I hate that the damn LTE radio isn't up to par with even my old Galaxy Nexus. But the good definitely outweighs the bad in my opinion, mostly being that my battery life is at least double that of the Nexus.

Sent from my Nexus 7 using Tapatalk HD


----------



## nhat (Aug 21, 2011)

Syndacate said:


> I hate that the damn LTE radio isn't up to par with even my old Galaxy Nexus.


Um... What?


----------



## Syndacate (Aug 13, 2011)

nhat said:


> Such a tired argument. Have you tried every rom available for any of your phones? For the most part, people find a rom they like and just flash updates.


I sold my GS3 before I could use it. Main reason being I didn't like the way it felt, but I had others. One of them was the locked bootloader, but I expect that now from every VZW product.
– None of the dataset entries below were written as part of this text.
PR #838, opened 2018-09-13
837 minor rule fixes after migration

### LINKED ISSUE #837: Some bugs after migrating to the context object (#714)
### Things to fix

- [x] Whitelist of standard response codes must include well understood and specified response codes
- [ ] ~~Check for specified OAuth2 scopes doesn't recognize the specified scopes correctly~~
- [x] Default response Problem JSON check should check the specification under `/paths/{path}/get/responses/default/content/application/problem+json/`

maxim-tschumak:
Fixes #837


tkrop:
:+1:

maxim-tschumak:
:+1:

It seems most people have a TW ROM on their GS3. Not sure why, but it seems very few people are using AOSP ROMs on the GS3. I have a friend who dabbled in it but he said shit wasn't working. I didn't exactly pry for details, sure, but I don't know what's working and what's not at this point. Though now it's just too late. I was going to keep it if I couldn't get what I wanted for it, but I sold it new for 520 so w.e. I'm done with VZW, just need to make it the extra year and a half now to get out of my contract. I'll probably get an "old" phone somewhere between the fascinate and the GS3 to get me through that time frame...the fasscy is becoming a bit outdated...kind of want something with LTE, too.


----------



## nhat (Aug 21, 2011)

Syndacate said:


> It seems most people have a TW ROM on their GS3. Not sure why, but it seems very few people are using AOSP ROMs on the GS3. I have a friend who dabbled in it but he said shit wasn't working. I didn't exactly pry for details, sure, but I don't know what's working and what's not at this point. Though now it's just too late. I was going to keep it if I couldn't get what I wanted for it, but I sold it new for 520 so w.e. I'm done with VZW, just need to make it the extra year and a half now to get out of my contract. I'll probably get an "old" phone somewhere between the fascinate and the GS3 to get me through that time frame...the fasscy is becoming a bit outdated...kind of want something with LTE, too.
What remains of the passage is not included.